Ancient trees have long been celebrated through art and literature, in custom and religion. Their longevity has us holding them in high esteem. They offer a constant across time, are places where our forebears have met over generations, a link to our ancestry. They are living histories, having witnessed all manner of events through their long lives. I include some of their stories here.

Tales of Druids worshipping in sacred groves, stemming from Roman sources, loom large in the British psyche. In Japan, I witnessed firsthand Shinto worship of ancient trees – living shrines where spirits or kami are believed to dwell. Similar beliefs held by Māori, tribespeople of Africa and the Amazon, and many other ancient cultures leave little doubt in my mind that comparable faiths were once widely upheld around Britain’s ancient hollow trees.

Rarely found in dense woodlands, except where new woods and plantations have grown around them, Britain’s ancient trees are almost exclusively open-grown.
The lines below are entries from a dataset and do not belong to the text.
PR #84, opened 2024-04-07
Firestore emulator

### LINKED ISSUE #83: Firestore emulator
* Setup a [Firestore emulator](https://firebase.google.com/docs/emulator-suite/connect_firestore?_gl=1*1daj92i*_up*MQ..*_ga*MTQwMTc0MTY3Mi4xNzEyNDAwNTk1*_ga_CW55HF8NVT*MTcxMjQwMDU5NC4xLjAuMTcxMjQwMDU5NC4wLjAuMA..#kotlin+ktx)
* Refactore the `Database`, `FirestoreDatabase`, `MockDatabase` architecture: remove the mock, setup the `FirestoreDatabase` to connect to the emulator during the tests
* Update the CI to integrate the emulator

Plouc314:
* Setup Firebase emulators
* Refactore `Database`, `MockDatabase`, `FirestoreDatabase`, to only keep `FirestoreDatabase` as we use the emulator for testing, we didn't opt for mock based testing here because it would be very hard to correctly test the query system of Firestore with mocks.
* Refactore the Availability DB implementation to adapt to the `FirestoreDatabase`/emulators architecture
* Update the Readme to document the Firebase emulators

Close #83


app/src/androidTest/java/ch/epfl/skysync/database/tables/AvailabilityTableUnitTest.kt
RAFInery, line 1: how do we distinguish the folders **/androidTest** and **/test**? I understood them such that all non-UI related tests go into **/test**?

app/src/main/java/ch/epfl/skysync/database/FirestoreDatabase.kt
```diff
@@ -2,34 +2,72 @@ package ch.epfl.skysync.database
...
+ */
+class FirestoreDatabase(private val useEmulator: Boolean = false) {
   private val db = Firebase.firestore
   private val TAG = "Firebase"
 
-  override fun <T : Any> add(
+  init {
+    if (useEmulator) {
+      val firestore = Firebase.firestore
+      firestore.useEmulator("10.0.2.2", 5002)
```
RAFInery, line 24: I'm maybe not enough familiar with the emulator but did you check if it also runs fine on the remote github machine? Since it will also be used for automatic testing

firestore.rules
RAFInery, line 1: do the rules apply for both the emulator and the real version?

RAFInery (approved):
Good idea to change to the emulator (especially for testing). The advantage of the mockdatabase wast that it was bit more intuitive (at least for me) but I agree that the maintenance would be hard and the emulator is way more elegant

app/src/androidTest/java/ch/epfl/skysync/database/tables/AvailabilityTableUnitTest.kt
Plouc314: My understanding is that **/androidTest** contains all the tests that require running the android emulator (which is required for using the Firestore SDK from what I tested), but maybe we can also put those test in **/test** even if they require the Android emulator ? @Prolas Do you have an idea ?

app/src/main/java/ch/epfl/skysync/database/FirestoreDatabase.kt
Plouc314: Yes I setup the CI to start the emulators (@Prolas correct me if I'm wrong)

firestore.rules
Plouc314: It only applies to the emulator, the production database rules are defined [here](https://console.firebase.google.com/u/1/project/skysync-a1160/firestore/databases/-default-/rules), but we ideally want the two to be in sync

app/src/androidTest/java/ch/epfl/skysync/database/tables/AvailabilityTableUnitTest.kt
RAFInery: makes sense, thanks for clearifying

app/src/main/java/ch/epfl/skysync/database/FirestoreDatabase.kt
Prolas: Yes, the emulator is launched before the androitTests are executed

They form part of an historic patchwork landscape, a long way from the dense closed-canopy woods of Britain’s collective consciousness, as depicted in Germanic ‘fairy tales’ that the nation was raised on.
Britain may have one of the lowest tree counts in Northern Europe, yet is thought to retain its highest number of ancient trees – especially oak and yew. The reasons for their survival are for the most part threefold: their economic value (where trees have earned their keep by providing fruit or sustainable timber through pollarding); as community assets (meeting places and boundary markers) and their religious value (such as yews in churchyards).
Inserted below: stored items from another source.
Issue #85, opened 2024-04-07
Data model: Flight DB implementation


Plouc314:
Define the database schemas of the flight-related models and the table classes for them.

PR #86, opened 2024-04-07
User database implementation

### LINKED ISSUE #72: Data model: User DB implementation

According to the Woodland Trust Ancient Tree Inventory, around 120 ancient oaks stand at over 9m in circumference. They are the elders and giants of the oak world, and survive in historic deer parks, remnants of ancient forests, wood pastures and commons, beside ancient roadways, on village greens and in hedgerows.
A similar number of yew trees – Britain’s longest-lived tree – are found mainly, although not exclusively, in Britain’s churchyards. Now rare in woodland groves, yew once featured more prominently outside the protection of the church wall.

It is these elder giants of the tree world that I have concentrated on in the listings of this book. When visiting the sites, I often call to mind the Japanese word: awaré. Used to describe an emotional response to transient beauty in nature, it has no direct English translation, although its meaning is surely universally understood. In sense and form it is similar to the English word aware. In the moment.

There are many fabulous books depicting ancient trees, but to my knowledge, no comprehensive guides are available. I hope this volume goes some way to resolve that issue. If I had owned a guide to ancient trees when I started, my journeys in search of them would have been made somewhat easier. I hope this guide helps you with your own journeys of discovery to some of Britain’s oldest and most majestic trees.